The old adage “garbage in, garbage out” is as true in survey sampling as it is in any other context. To perform any sound statistical analysis, you first need to know who you actually sampled and who you wanted to sample in the first place. If those two groups are disjoint at all, you might as well give up now and start over, as the bulk of your analysis will probably be misleading. Here are some steps to ensure you don’t end up past the point of no return.

Define characteristics that categorize the group of people about which you’d like to know something. This can be very general (general consumer) to very specific (HR managers from Pittsburgh working in healthcare).

Step 2: Define subgroups
This step is optional. Are there any factors that could affect in any way what it is that you’re trying to measure?

If not, skip this step. If so, write them down.

In survey sampling, you want to ensure that your sample is as representative as it can possibly be to the population you defined in Step 1. This will help in the analysis, and the following example will show you how.

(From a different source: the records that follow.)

PR #69, opened 2023-05-25
Send proper telemetry when copy needed files

mustard-mh:
## Description

> We enabled local ssh config for all users, we should do it only if local ssh experiment is enabled.
> Tracking of analytics event don't match to number of failed exceptions, let's fire event and exception at the same point, i.e. initialized.

- Enable LocalSSHService only when we have feature flag enabled
- Fix update tmp folder partly [[1](https://github.com/gitpod-io/gitpod-vscode-desktop/pull/69/files#diff-d9ccc73eceac9997c215de8b66762f732c45d56bd5ed1fffcd7a70ef66abf176R691-R692)]

## Related Issue(s)

Related [IDE-97](https://linear.app/gitpod/issue/IDE-97)
Fixed [IDE-128](https://linear.app/gitpod/issue/IDE-128), [IDE-100](https://linear.app/gitpod/issue/IDE-100), [IDE-132](https://linear.app/gitpod/issue/IDE-132)

## How to test

- Run extension from source
- It should failed if you change `remote.ssh.configFile` to a unaccessable location

Test result
image

image


mustard-mh:
Code is ready to review, will test later

akosyakov:
It would be nice to land it rather sooner that we don't try to reconfigure all users as now. cc @jeanp413 could you have a look at changes please 🙏

src/services/localSSHService.ts
```diff
@@ -44,12 +47,31 @@ export class LocalSSHService extends Disposable implements ILocalSSHService {
...
+            return this.initialized;
+        }
+        this.initialized = this.initialize();
+    }
+
+    private async ensureInitialize() {
+        if (!(await this.experimentService.getUseLocalSSHProxy())) {
+            return;
+        }
+        if (this.initialized) {
```
akosyakov, line 71: I'm not sure it is right way doing it. 2 parallel calls will blcok on previous one and will run in parallel

probably you want a queue, something like that:
```
this.initialized = (async () => {
   await this.initialized;
   this.initialize();
});
```

src/services/localSSHService.ts
```diff
@@ -44,12 +48,31 @@ export class LocalSSHService extends Disposable implements ILocalSSHService {
...
                 }
-                if (this.initialized) {
-                    await this.initialized;
-                }
-                this.initialized = this.initialize();
+                await this.initWhenFlagEnabled();
             }
         }));
+        this.experimentService.onDidChangeFlag(async () => {
+            await this.initWhenFlagEnabled();
```
mustard-mh, line 55: It will not work because then setting changed, there is no `userId` so I need to wait until we have userId here, but not sure if it's good. cc @jeanp413 

```
[warning] ConfigCat: Evaluating getValue('gitpod_desktop_use_local_ssh_proxy'). UserObject missing! You should pass a UserObject to getValue(), in order to make targeting work properly. Read more: https://configcat.com/docs/advanced/user-object
```

mustard-mh:
|Open with flag `ON` and then `OFF`| OFF then ON| Change Host to unknown| To Gitpod again|
|:-:|:-:|:-:|:-:|
|image| image |image|image |

mustard-mh:
Test results posted ☝️

src/experiments.ts
```diff
@@ -30,41 +34,48 @@ export class ExperimentalSettings extends Disposable {
...
-            });
+            this.configcatClient = this.createClient(gitpodHost, key, clientLogger);
         }));
-
         this.extensionVersion = new semver.SemVer(extensionVersion);
     }
 
+    createClient(gitpodHost: string, key: string, clientLogger: configcatcommon.IConfigCatLogger) {
+        let ignoredFirstChange = false;
+        return configcat.getClient(key, configcat.PollingMode.AutoPoll, {
```
mustard-mh, line 57: We need to change polling mode to `auto` otherwise hook on `configChanged` makes no sense.

src/services/localSSHService.ts
```diff
@@ -44,12 +48,32 @@ export class LocalSSHService extends Disposable implements ILocalSSHService {
...
+
+    public async tryInitialize() {
+        if (this.initialized) {
+            return this.initialized;
+        }
+        this.initialized = this.initialize();
+    }
+
+    private async initWhenFlagEnabled() {
+        await this.sessionService.signIn(this.hostService.gitpodHost);
```
mustard-mh, line 67: Configcat only works when we provide userId [[1](https://github.com/gitpod-io/gitpod-vscode-desktop/pull/69/files#r1205711127)] in most cases. (Only when it enabled/disabled all users not need it)

src/configuration.ts
```diff
@@ -13,13 +13,6 @@ function getGitpodHost() {
     return vscode.workspace.getConfiguration('gitpod').get<string>('host', 'https://gitpod.io/');
 }
 
-function getUseLocalApp(useLocalSSHServer?: boolean) {
-    if (useLocalSSHServer) {
-        return false;
-    }
-    return vscode.workspace.getConfiguration('gitpod').get<boolean>('remote.useLocalApp', false);
```
jeanp413, line 20: Revert this except, so all flags are fetched the same way, wxcept useLocalSSHServer the param we can remove that

src/experiments.ts
jeanp413: why do we need `configChanged` event?

jeanp413:
Don't think this need to be this many changes, just make the `LocalSSHService.initialize` public and call it inside the `sessionService.didFirstLoad` in `extension.ts` (checking the flag with the experiments), cache the promise so when call it in remoteConnector is doesn't copy again

jeanp413:
This feels a little too complicated, how about this:
- Just suscribe to sessionService.didFirstLoad and sessionService.onDidChangeSession and reinitialize there, don't need any changes in experiments.ts

mustard-mh:
I changed to code to @jeanp413 
- Remove feature flag watch
- Send copy file telemetry inside LocalSSHService
- It still do copy every time user start vscode

Going to check if more small changes are needed in Linear

package.json
```diff
@@ -185,7 +185,7 @@
 		"@microsoft/dev-tunnels-ssh-keys": "^3.11.8",
 		"@microsoft/dev-tunnels-ssh-tcp": "^3.11.8",
 		"@segment/analytics-node": "^1.0.0-beta.24",
-		"configcat-node": "^8.0.0",
+		"configcat-node": "^9.1.1",
```
jeanp413, line 188: Let's update in another PR or pushing directly right now it shows me some method is deprecated 
image

src/services/localSSHService.ts
```diff
@@ -12,21 +12,54 @@ import { IHostService } from './hostService';
...
     public isSupportLocalSSH: boolean = false;
     public initialized: Promise<void>;
     constructor(
         private readonly context: vscode.ExtensionContext,
         private readonly hostService: IHostService,
         private readonly telemetryService: ITelemetryService,
-        private readonly logService: ILogService
+        private readonly sessionService: ISessionService,
+        private readonly logService: ILogService,
+        public flow?: UserFlowTelemetry,
```
jeanp413, line 62: remove from constructor and make it a normal property

src/services/localSSHService.ts
```diff
@@ -12,21 +12,54 @@ import { IHostService } from './hostService';
...
 export interface ILocalSSHService {
+    flow?: UserFlowTelemetry;
     isSupportLocalSSH: boolean;
     initialized: Promise<void>;
 }
 
+type FailedToInitializeCode = 'RaceCondition' | 'UnavailableToImprove' | 'UserConfiguredWrong' | 'Unknown';
+
+// TODO: i18n support? 
+const FailedMsgRegexArr: Array<{ regexList: RegExp[]; failureCode: FailedToInitializeCode }> = [
```
akosyakov, line 27: Could we rather have original error codes, like `noSpaceLeft`, `eperm`, `eaccess`, `sshConfigDontExist` and so on. Analytics don't have high cardinality issues and it would be good to preserve original errors.

package.json
mustard-mh: I'll downgrade to 8.0.0

src/remoteConnector.ts
```diff
@@ -687,10 +687,12 @@ export class RemoteConnector extends Disposable {
 				this.usePublicApi = await this.experiments.getUsePublicAPI(params.gitpodHost);
 				this.logService.info(`Going to use ${this.usePublicApi ? 'public' : 'server'} API`);
 
-				let useLocalSSH = await this.experiments.getUseLocalSSHProxy(params.gitpodHost);
+				let useLocalSSH = await this.experiments.getUseLocalSSHProxy();
 				if (useLocalSSH) {
+					// we need to update the remote ssh config first, since another call is too late for local-ssh
+					await this.updateRemoteSSHConfig(true, undefined);
```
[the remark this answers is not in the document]
mustard-mh: We have had check if remote config is updated by local app inside `updateRemoteSSHConfig`, so it's safe

src/services/localSSHService.ts
mustard-mh: Both `fs error` and `vscode.FileSystemError` contain `code` property, going to use it

mustard-mh:
Test result
image

src/services/localSSHService.ts
```diff
@@ -12,21 +12,28 @@ import { IHostService } from './hostService';
...
+import { ISessionService } from './sessionService';
+import { WrapError } from '../common/utils';
 
 export interface ILocalSSHService {
+    flow?: UserFlowTelemetry;
     isSupportLocalSSH: boolean;
     initialized: Promise<void>;
 }
 
+type FailedToInitializeCode = 'RaceCondition' | 'Unknown' | string;
```
akosyakov, line 25: outdated?

src/services/localSSHService.ts
```diff
@@ -85,14 +99,18 @@ export class LocalSSHService extends Disposable implements ILocalSSHService {
...
+            const [proxyScript, launcher] = await Promise.all([
+                this.copyFileToGlobalStorage('out/local-ssh/proxy.js', 'sshproxy/proxy.js'),
+                isWindows ? this.copyFileToGlobalStorage('out/local-ssh/proxylauncher.bat', 'sshproxy/proxylauncher.bat') : this.copyFileToGlobalStorage('out/local-ssh/proxylauncher.sh', 'sshproxy/proxylauncher.sh')
+            ]);
+            if (!isWindows) {
+                await fsp.chmod(launcher, 0o755);
+            }
+            return { proxyScript, launcher };
+        } catch (e) {
+            throw new WrapError('Failed to copy local ssh proxy scripts', e, 'RaceCondition');
```
akosyakov, line 112: I am not sure we should put here RaceCondition, why not propagate original error code? What if we are mistaken about race condition?

src/services/localSSHService.ts
```diff
@@ -53,18 +60,25 @@ export class LocalSSHService extends Disposable implements ILocalSSHService {
...
+            if (e?.code) {
+                failureCode = e.code;
+            }
+            if (e?.message) {
+                e.message = `Failed to initialize: ${e.message}`;
             }
             this.telemetryService.sendTelemetryException(this.hostService.gitpodHost, e);
             this.isSupportLocalSSH = false;
         }
+        const flowData = this.flow ? this.flow : { gitpodHost: this.hostService.gitpodHost, userId: this.sessionService.safeGetUserId() };
```
akosyakov, line 80: Where this.flow is set? Do we need it?

src/services/localSSHService.ts
```diff
@@ -53,18 +60,25 @@ export class LocalSSHService extends Disposable implements ILocalSSHService {
...
+        this.telemetryService.sendUserFlowStatus(this.isSupportLocalSSH ? 'success' : 'failure', { ...flowData, flow: 'local_ssh_config', failureCode });
```
akosyakov, line 81: Could we add info about local app somehow? i.e. whether it is configured, we though that some exceptions are only triggered in case with local app?

src/services/localSSHService.ts
mustard-mh: Then we need a prefix or different event name. Because we can't identify if error comes from copy scripts or configure ssh config.

Most case copy scripts errors are not harmful (except first time to copy)

src/services/localSSHService.ts
```diff
@@ -53,18 +60,25 @@ export class LocalSSHService extends Disposable implements ILocalSSHService {
...
-                e.message = `Failed to copy local ssh client.js: ${e.message}`;
+            this.logService.error(e, 'failed to initialize');
+            failureCode = 'Unknown';
+            if (e?.code) {
+                failureCode = e.code;
+            }
+            if (e?.message) {
+                e.message = `Failed to initialize: ${e.message}`;
             }
             this.telemetryService.sendTelemetryException(this.hostService.gitpodHost, e);
```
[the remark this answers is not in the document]
mustard-mh: We can't.
> - When extension active -> we don't have flow here
> - When remote connector handleUri with local-ssh feature flag enabled -> we do have flow here
> 
> source https://github.com/gitpod-io/gitpod-vscode-desktop/pull/69#discussion_r1211417796

If so we need experimentService here, but without UserID, experimentService is useless.

- When extension active -> we can't get UserID so can't see if it's enabled
- When remote connector handleUri with local-ssh feature flag enabled -> it's enabled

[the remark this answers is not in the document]
akosyakov: @mustard-mh I cannot find where it is addressed?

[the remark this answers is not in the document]
mustard-mh: @akosyakov 🙏  https://github.com/gitpod-io/gitpod-vscode-desktop/compare/c86ccda2453554ffe57facd203704cf0b917d5ad...95b15694c2e28cff9806357c070f8e7bf99ef1b8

Example: Let’s say your last survey included a question asking whether the respondent followed the ABC TV show “Dancing with the Stars.” The raw results come in saying that 61.5% of your 800 respondents follow the show. Breaking that number down by gender we find that 39% of males followed the show and 73% of females watched the show.

Now, let’s put gender into the equation. Let’s say that, out of all your respondents, 65% were female and 35% were male. Assuming that gender amongst TV watchers is an even 50/50 split, females are overrepresented in your sample and we would like to down-weight them. We then find that the weighted proportion of respondents following the show is 56%.

We see how defining additional subgroups in our sample helped us get a more accurate estimate. The more granular you get in your design, the more accurate your estimates will be.

Have subgroups within your subgroups? Repeat Step 2 as many times as needed.

Step 3: Determine sampling design
The sampling design for your study depends on how you defined the groups in Steps 1 and 2.

Simple Random Sample: You skipped Step 2 altogether, and everybody in the group has the same chance of being selected. You’re performing a simple random sample of the population you defined.

Probability Proportional to Size (PPS) Sample: You skipped Step 2, but some individuals had a higher probability of selection based on some criterion.

Stratified Sample: You defined subgroups in Step 2, and possibly even subgroups within the subgroups. Each subgroup is considered a stratum, and the sample weights for each individual are the same within each stratum.

Cluster Sample: You went crazy.

Some people call this multi-stage sampling, essentially where you perform a sample from a large group, take a sample from the sample you already selected, and so forth as much as is necessary. This is the most complex sampling method both in design and analysis.

Whatever your design is, you can incorporate it into your analysis with any basic statistical software (SPSS, SAS, STATA, R). There’s more on sampling design and analysis than we can possibly blog about, but we’ve found these to be the most common.